**Exercise brief**
Each line from the one that contains "yields no results." to the end of the material must be quoted exactly; include both end lines and nothing else.

**Task data**
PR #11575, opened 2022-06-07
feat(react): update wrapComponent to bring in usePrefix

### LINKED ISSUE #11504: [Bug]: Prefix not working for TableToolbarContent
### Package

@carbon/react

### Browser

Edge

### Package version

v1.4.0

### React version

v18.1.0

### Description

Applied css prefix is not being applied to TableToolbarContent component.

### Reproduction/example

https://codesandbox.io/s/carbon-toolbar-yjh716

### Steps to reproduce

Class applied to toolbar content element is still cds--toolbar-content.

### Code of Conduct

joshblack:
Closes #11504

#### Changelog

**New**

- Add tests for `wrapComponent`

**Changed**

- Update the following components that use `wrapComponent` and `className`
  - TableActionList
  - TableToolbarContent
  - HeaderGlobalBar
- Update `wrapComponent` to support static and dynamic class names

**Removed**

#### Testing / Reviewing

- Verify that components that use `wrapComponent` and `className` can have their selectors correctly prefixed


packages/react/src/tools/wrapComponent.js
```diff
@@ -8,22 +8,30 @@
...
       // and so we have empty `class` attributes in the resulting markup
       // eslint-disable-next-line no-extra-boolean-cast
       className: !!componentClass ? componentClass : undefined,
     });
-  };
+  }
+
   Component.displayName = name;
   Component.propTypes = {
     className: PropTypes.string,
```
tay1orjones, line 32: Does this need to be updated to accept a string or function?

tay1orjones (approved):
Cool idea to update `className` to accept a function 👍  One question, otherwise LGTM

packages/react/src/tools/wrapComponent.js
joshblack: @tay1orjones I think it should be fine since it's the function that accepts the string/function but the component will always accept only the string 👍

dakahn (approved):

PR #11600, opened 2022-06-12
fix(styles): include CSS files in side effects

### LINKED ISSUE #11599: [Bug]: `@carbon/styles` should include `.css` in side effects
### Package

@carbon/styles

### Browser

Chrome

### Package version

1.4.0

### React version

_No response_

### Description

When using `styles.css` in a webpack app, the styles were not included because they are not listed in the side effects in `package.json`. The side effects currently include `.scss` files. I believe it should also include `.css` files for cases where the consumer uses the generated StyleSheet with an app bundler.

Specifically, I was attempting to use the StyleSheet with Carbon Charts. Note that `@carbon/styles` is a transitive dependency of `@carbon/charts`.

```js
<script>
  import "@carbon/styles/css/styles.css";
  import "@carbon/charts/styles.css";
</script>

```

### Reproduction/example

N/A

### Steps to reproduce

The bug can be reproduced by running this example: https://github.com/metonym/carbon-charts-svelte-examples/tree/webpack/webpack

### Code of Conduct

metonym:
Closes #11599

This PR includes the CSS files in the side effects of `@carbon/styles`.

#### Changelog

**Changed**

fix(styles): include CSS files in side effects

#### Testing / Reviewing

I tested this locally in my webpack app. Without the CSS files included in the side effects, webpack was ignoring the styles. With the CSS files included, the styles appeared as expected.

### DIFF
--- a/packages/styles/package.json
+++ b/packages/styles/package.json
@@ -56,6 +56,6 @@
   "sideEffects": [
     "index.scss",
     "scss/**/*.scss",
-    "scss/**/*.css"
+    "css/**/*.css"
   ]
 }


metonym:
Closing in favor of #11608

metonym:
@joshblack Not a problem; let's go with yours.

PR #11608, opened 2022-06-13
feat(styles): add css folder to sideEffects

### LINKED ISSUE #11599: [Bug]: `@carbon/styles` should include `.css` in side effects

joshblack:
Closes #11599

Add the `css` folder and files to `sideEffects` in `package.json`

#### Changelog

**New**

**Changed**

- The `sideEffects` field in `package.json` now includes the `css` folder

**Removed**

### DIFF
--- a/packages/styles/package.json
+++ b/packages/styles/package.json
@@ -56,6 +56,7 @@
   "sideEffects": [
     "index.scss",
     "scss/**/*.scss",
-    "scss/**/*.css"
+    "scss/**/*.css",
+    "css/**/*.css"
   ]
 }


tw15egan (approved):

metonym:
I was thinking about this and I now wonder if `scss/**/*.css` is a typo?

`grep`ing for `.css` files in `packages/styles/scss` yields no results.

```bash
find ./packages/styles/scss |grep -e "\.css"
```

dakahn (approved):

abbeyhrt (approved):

**Answer below**
`grep`ing for `.css` files in `packages/styles/scss` yields no results.

```bash
find ./packages/styles/scss |grep -e "\.css"
```

dakahn (approved):

abbeyhrt (approved):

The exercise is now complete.